# Better for head shots, portraits: 100mm f.2.8L Macro IS or 70-200 f.2.8L IS II?



## notapro (Apr 18, 2013)

In terms of image quality and out-of-focus rendering or (also?) “bokeh”, does one of these lenses have an edge for portraits and head shots at 100mm?

70-200mm f/2.8L IS II (8 rounded aperture blades)
100mm f/2.8L Macro IS (9 rounded aperture blades)

If there is no substantial/significant/notable/etc. difference between the two lenses at 100mm, I would be inclined to use the 100mm macro on a shoot because it is lighter.

However, if the 70-200mm lens (at 100mm) has some sort of appreciable advantage over the 100mm macro lens, then extra weight would be unimportant to me, and I would use the bigger lens.

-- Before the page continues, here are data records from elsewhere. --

PR #747, opened 2019-12-01
Implement Default for CommandOptions and GroupOptions

### LINKED ISSUE #739: Implement Default for CommandOptions, GroupOptions
These structs have semantic defaults (values set if you don't use the `#[command]` related attributes), but they don't implement `Default`, which is a pain when creating these structures dynamically. Implementing `Default` on those structs should be pretty easy.

(Having all the members be `&'static` references instead of owned values is also annoying...)

LeSeulArtichaut:
Resolves #739.

### DIFF
--- a/src/framework/standard/structures/mod.rs
+++ b/src/framework/standard/structures/mod.rs
@@ -29,6 +29,7 @@ impl Default for OnlyIn {
     fn default() -> Self { Self::None }
 }
 
+#[derive(Debug, Default, PartialEq)]
 pub struct CommandOptions {
     /// A set of checks to be called prior to executing the command. The checks
     /// will short-circuit on the first check that returns `false`.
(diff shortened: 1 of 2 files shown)


arqunis (approved):
I would rather prefer the `Default` impls be consistent with the values from the `#[command]` and `group!` macros. However, since the point of the issue that was raised had been dynamic creation of the option structs, I'll accept this simple solution.

LeSeulArtichaut:
@acdenisSK What have I missed? I thought this was already consistant with the implementation of the macro. Please tell me, I’ll rewrite the code.

arqunis:
These values: https://github.com/serenity-rs/serenity/blob/11ea4fb881b7dac8bf0de61d039aa4245876bd51/command_attr/src/structures.rs#L298-L299

The macros themselves have to build the option structs from scratch. They also turn on certain options. It is only after they've been set that the macros begin applying the user's values to the respective options.

But as I said, I'm fine with the changes as they are right now. Therefore I shall be merging this pr as it is.

Thank you for the effort of making this pull request.

PR #751, opened 2019-12-13
Fix regression

LeSeulArtichaut:


src/framework/standard/structures/mod.rs
```diff
@@ -235,6 +221,21 @@ pub struct HelpOptions {
     pub indention_prefix: &'static str,
 }
 
+#[derive(Debug, PartialEq)]
```
arqunis: This should also derive `Default` to avoid regressing https://github.com/serenity-rs/serenity/commit/918273b8e936796e6424b0c28c0a929f7ce6bf03.

```suggestion
#[derive(Debug, Default, PartialEq)]
```

arqunis (changes requested):

arqunis (approved):

PR #752, opened 2019-12-19
Use #[non_exhaustive]

LeSeulArtichaut:
With the arrival of Rust 1.40, we can now write non exhaustive enums/structs with the built-in `#[non_exhaustive]` attribute.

From what I believe I have read elsewhere in Canon Rumors , but am unable to find exactly, is that the macro lens is not recommended generally for portraits (?), and that the 70-200mm is preferred, along with primes such as the 135mm f/2L or the 85mm f/1.2L.

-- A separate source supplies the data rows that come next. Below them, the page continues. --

PR #753, opened 2019-12-19
Upgrade to reqwest v0.10.0

nickelc:
The `rustls` feature is back in the `master` branch for the upcoming version 0.10 of reqwest.

I'll update this PR when reqwest v0.10 is released or merge it as it is and i create another PR for the release version.

### DIFF
--- a/Cargo.toml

Might anyone share thoughts or insight regarding this question?


----------



## Quasimodo (Apr 18, 2013)

I have both, and they are both great. The AF on the 100 is considerable slower in my experience, but gives a truly beautiful bokeh.


----------



## Random Orbits (Apr 18, 2013)

100L worked fine for me too. I don't notice all that much difference between the 100L and the 70-200L II in practice. My copy of the 100L might be a tad better than my 70-200L II at that focal length. Printed 24"x36" canvas print and it looks good. Chose the 100L because I did not have a sturdy enough tripod for the 70-200L II.


----------



## Albi86 (Apr 18, 2013)

Definitely better bokeh from the macro.


----------



## East Wind Photography (Apr 18, 2013)

100L Macro definitely. The 70-200 is fine but when you get out of the 70 and 200 ranges, your AF may not be as good. With the primes you know where your focus is. Both lenses require a couple of clicks stopped down for maximum resolution. The 100L is MUCH MUCH lighter.


----------



## nehemiah (Apr 18, 2013)

I've had the 100L Macro for a while, and I finally bit the bullet and UPS has the 70-200 2.8L IS II on their truck on the way to my house as we speak.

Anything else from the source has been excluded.